---------- Data under study
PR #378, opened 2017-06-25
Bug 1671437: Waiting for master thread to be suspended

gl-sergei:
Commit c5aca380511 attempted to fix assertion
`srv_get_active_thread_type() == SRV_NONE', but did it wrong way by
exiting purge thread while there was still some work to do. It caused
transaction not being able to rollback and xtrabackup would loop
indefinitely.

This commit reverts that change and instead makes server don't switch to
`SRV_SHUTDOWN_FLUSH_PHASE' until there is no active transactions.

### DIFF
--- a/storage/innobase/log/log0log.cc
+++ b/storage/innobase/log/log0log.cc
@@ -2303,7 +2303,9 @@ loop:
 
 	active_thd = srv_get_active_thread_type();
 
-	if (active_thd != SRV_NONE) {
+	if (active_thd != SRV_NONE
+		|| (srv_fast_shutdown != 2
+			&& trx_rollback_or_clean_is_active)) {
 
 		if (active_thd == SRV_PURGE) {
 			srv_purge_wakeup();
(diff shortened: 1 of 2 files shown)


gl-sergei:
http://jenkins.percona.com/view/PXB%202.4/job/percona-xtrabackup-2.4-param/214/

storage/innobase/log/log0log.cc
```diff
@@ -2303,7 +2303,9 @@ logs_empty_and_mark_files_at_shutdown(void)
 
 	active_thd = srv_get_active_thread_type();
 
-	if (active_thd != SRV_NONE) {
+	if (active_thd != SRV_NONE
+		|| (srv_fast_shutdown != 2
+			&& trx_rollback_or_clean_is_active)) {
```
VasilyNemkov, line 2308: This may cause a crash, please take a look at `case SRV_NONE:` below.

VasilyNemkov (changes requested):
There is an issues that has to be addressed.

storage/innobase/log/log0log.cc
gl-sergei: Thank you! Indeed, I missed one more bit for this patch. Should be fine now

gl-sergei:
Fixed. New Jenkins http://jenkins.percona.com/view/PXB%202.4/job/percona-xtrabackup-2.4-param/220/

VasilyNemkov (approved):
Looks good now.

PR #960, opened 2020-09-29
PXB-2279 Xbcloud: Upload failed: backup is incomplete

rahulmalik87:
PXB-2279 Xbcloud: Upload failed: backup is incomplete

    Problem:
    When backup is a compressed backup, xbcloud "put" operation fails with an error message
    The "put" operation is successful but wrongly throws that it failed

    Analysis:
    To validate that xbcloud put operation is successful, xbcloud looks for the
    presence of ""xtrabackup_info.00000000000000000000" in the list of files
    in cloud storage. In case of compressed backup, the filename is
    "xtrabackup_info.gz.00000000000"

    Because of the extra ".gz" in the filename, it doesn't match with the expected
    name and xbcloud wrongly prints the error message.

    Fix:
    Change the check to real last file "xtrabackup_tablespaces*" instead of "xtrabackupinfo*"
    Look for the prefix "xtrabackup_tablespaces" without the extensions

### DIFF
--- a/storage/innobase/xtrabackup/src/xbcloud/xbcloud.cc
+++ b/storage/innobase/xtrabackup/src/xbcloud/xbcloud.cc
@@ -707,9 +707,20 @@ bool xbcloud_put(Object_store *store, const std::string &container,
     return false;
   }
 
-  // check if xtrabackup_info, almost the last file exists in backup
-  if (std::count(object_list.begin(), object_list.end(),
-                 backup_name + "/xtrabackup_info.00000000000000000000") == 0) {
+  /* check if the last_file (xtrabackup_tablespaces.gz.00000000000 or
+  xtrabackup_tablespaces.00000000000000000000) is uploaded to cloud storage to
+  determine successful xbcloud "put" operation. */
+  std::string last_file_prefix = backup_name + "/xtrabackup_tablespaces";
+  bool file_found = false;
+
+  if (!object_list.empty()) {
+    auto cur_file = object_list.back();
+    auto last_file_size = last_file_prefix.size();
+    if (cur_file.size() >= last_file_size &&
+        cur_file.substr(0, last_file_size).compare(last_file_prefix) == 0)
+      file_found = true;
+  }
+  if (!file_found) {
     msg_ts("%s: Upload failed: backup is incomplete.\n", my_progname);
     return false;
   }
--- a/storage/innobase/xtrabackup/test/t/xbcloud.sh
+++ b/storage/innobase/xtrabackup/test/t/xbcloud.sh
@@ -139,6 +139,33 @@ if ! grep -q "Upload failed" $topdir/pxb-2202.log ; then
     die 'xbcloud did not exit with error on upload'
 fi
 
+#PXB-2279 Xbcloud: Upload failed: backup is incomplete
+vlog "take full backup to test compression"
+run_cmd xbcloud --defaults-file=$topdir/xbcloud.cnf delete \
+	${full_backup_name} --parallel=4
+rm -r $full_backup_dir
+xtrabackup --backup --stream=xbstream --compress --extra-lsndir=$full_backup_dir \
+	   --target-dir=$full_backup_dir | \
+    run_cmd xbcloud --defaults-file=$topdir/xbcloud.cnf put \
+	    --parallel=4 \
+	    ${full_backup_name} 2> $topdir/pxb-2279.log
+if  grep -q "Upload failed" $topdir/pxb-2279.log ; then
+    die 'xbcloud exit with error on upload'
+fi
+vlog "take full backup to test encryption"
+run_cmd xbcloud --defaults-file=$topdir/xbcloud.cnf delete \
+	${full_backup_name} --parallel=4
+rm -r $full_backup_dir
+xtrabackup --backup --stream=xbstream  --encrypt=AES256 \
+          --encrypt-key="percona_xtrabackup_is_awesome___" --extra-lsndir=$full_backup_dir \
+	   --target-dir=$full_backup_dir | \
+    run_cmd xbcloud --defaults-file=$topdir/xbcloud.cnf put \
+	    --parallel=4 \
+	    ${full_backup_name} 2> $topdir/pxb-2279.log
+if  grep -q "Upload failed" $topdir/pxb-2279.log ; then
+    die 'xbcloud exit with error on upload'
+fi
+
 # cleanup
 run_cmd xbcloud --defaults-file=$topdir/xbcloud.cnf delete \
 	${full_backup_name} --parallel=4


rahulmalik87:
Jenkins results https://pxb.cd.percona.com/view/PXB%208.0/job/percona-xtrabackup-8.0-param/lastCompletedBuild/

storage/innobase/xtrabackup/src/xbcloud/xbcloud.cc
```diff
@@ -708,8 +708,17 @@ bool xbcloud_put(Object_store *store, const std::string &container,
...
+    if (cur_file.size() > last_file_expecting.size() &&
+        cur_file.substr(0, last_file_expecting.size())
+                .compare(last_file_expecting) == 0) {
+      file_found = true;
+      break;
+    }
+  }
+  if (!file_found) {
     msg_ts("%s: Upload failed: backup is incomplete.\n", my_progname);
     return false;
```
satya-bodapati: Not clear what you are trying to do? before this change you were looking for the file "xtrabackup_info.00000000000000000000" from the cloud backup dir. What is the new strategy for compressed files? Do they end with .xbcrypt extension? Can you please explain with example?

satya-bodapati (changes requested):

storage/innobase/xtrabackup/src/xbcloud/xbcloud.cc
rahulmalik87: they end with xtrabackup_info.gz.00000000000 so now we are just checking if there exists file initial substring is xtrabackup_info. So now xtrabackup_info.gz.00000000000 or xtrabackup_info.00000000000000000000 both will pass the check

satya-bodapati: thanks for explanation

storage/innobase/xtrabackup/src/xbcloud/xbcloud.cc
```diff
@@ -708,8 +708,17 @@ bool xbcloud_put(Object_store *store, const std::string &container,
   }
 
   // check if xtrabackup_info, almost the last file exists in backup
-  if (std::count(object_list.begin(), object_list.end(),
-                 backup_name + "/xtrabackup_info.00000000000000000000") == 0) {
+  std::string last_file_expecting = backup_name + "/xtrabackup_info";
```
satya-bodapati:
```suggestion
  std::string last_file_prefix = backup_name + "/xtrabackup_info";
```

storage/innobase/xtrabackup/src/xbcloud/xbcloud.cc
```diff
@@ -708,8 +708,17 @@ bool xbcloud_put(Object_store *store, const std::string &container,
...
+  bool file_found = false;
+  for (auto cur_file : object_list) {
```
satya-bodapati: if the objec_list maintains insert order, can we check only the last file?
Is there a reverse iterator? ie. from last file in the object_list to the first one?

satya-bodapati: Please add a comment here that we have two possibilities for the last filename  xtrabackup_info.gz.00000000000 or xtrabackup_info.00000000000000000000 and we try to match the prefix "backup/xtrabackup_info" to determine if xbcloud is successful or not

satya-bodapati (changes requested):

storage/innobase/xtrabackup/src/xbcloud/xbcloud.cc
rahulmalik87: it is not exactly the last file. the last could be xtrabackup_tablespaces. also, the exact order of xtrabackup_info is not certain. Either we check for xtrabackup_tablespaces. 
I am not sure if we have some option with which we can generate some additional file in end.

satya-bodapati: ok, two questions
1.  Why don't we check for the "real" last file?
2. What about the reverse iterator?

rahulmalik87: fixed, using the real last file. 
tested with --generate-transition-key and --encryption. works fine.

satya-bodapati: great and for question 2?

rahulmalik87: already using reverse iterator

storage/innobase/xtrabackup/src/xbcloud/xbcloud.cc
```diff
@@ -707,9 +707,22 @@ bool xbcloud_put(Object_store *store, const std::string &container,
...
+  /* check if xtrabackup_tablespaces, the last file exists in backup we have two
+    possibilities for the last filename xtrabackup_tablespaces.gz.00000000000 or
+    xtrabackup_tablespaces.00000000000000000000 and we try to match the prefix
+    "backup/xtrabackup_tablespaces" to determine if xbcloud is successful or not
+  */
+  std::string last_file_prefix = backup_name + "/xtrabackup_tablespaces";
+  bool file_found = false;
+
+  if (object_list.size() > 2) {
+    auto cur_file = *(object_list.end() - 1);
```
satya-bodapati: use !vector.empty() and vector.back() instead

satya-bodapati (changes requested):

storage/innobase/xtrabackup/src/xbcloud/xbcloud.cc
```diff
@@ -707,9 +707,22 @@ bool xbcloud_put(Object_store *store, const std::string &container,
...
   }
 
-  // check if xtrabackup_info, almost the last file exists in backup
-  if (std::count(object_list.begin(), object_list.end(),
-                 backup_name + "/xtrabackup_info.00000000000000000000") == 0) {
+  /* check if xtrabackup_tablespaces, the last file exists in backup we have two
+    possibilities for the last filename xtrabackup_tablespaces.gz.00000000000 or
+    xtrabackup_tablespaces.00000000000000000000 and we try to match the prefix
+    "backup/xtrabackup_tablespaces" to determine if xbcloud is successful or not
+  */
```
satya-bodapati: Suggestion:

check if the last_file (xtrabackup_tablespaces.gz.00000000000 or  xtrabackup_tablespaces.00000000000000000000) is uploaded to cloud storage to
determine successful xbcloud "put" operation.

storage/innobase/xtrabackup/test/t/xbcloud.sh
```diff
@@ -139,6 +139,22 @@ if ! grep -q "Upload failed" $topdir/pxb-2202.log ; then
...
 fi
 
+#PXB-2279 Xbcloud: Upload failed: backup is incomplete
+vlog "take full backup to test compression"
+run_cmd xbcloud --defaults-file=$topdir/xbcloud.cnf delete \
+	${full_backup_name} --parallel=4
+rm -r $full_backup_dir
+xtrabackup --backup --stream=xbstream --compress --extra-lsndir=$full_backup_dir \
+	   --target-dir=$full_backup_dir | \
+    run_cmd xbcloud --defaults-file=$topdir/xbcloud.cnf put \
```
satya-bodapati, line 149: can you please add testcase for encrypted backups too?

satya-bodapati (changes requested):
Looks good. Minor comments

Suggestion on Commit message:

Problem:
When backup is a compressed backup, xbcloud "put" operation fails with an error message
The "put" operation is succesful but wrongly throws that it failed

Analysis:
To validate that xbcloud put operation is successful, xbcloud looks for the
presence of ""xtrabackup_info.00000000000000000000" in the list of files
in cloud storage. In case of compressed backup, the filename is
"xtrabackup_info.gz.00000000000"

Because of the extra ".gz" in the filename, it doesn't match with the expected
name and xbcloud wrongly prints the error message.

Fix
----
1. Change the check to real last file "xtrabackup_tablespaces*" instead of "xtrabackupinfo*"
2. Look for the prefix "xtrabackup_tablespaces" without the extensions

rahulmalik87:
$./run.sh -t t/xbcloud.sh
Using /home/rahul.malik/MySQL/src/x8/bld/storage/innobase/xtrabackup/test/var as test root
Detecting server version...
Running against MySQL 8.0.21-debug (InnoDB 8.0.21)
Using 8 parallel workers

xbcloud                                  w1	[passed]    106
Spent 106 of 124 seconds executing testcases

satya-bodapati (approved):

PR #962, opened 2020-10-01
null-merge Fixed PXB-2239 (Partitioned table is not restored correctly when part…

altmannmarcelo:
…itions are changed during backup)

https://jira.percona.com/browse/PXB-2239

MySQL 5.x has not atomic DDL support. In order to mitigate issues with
--------------------
* Action item
Starting at the line with "wrong way by" and ending at the line with "This commit reverts", print each line of the listing above exactly, with no other lines.

* Written response
`srv_get_active_thread_type() == SRV_NONE', but did it wrong way by
exiting purge thread while there was still some work to do. It caused
transaction not being able to rollback and xtrabackup would loop
indefinitely.

This commit reverts that change and instead makes server don't switch to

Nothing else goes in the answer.